In our series, we used two different types of CSEMSs having the same technical characteristics (both constructed with the same material [nitinol], both with flared ends, and both of the same size [10 mm]). The 40-mm long CSEMSs were inserted into the bulging collections; whereas, for non-bulging collections, 60-mm long CSEMSs were used.

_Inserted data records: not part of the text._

PR #2173, opened 2025-11-21
feat(CB2-19847): add filter functionality

pbardy2000:
## VTM - Redesign - HGV 'Plates' filters (first ticket) [FF]

[CB2-19847](https://dvsa.atlassian.net/browse/CB2-19847)

## Checklist

[CB2-19847]: https://dvsa.atlassian.net/browse/CB2-19847?atlOrigin=eyJpIjoiNWRkNTljNzYxNjVmNDY3MDlhMDU5Y2ZhYzA5YTRkZjUiLCJwIjoiZ2l0aHViLWNvbS1KU1cifQ

### DIFF
--- a/src/app/directives/filter-by-tags/filter-by-tags.directive.ts
+++ b/src/app/directives/filter-by-tags/filter-by-tags.directive.ts
@@ -19,16 +19,16 @@ export class FilterByTagsDirective {
 
 			// If no filters are applied, show the element
 			if (filters.length === 0) {
-				return this.renderer.setStyle(this.elementRef.nativeElement, 'display', 'initial');
+				return this.renderer.setStyle(element, 'display', 'initial');
 			}
 
 			// If filters have been applied, but none match the tags, hide the element
-			if (filters.some((filter) => !tagNames.includes(filter))) {
-				return this.renderer.setStyle(this.elementRef.nativeElement, 'display', 'none');
+			if (filters.every((filter) => !tagNames.includes(filter))) {
+				return this.renderer.setStyle(element, 'display', 'none');
 			}
 
 			// Otherwise, show the element
-			this.renderer.setStyle(this.elementRef.nativeElement, 'display', 'initial');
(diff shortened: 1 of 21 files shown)


tomevs88 (approved):

src/app/directives/filter-by-tags/filter-by-tags.directive.ts
```diff
@@ -0,0 +1,34 @@
...
+
+			// If filters have been applied, but none match the tags, hide the element
+			if (filters.every((filter) => !tagNames.includes(filter))) {
+				return this.renderer.setStyle(element, 'display', 'none');
+			}
+
+			// Otherwise, show the element
+			this.renderer.setStyle(element, 'display', 'initial');
+		});
+	}
```
matthew2564, line 35: Is there any benefit to resolving the reactive values on lines 15/16 when the early returns are in play? If not, would something like this work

The drainage of an infected pancreatic fluid collection requires the insertion of both a transmural stent and a nasocystic catheter. If more than one stent and nasocystic catheter needs to be inserted, the pancreatic fluid collection must be recannulated and a second guide wire must be inserted before the procedure. Recannulation is difficult because of the collapse of the pancreatic fluid collection cavity, the presence of pus, and viscous chocolate-brown necrotic materials gushing out from the cavity, which obscure the endoscopic view, and the tangential axis of the puncture tract. Inserting a single CSEMS of 1 cm in diameter at the initial pancreatic fluid collection puncture would overcome the difficulty involved in pancreatic fluid collection recannulation.

Candida species are frequently found in pancreatic fluid collections [9]. There is debate about whether the presence of fungi truly represents infection or simply the colonization of the pancreatic fluid collection [10]. In our clinical practice and considering the characteristics of the patients enrolled, we prefer to be prudent.

As stated by Todd H. Baron in a beautiful editorial [11], “there is more than one way to skin a cat” (citing a sentence written by Mark Twain in 1889, from A Connecticut Yankee in King Arthur’s Court, “She was wise, subtle, and knew more than one way to skin a cat”), and, in the same way, there are different ways of treating the same disease.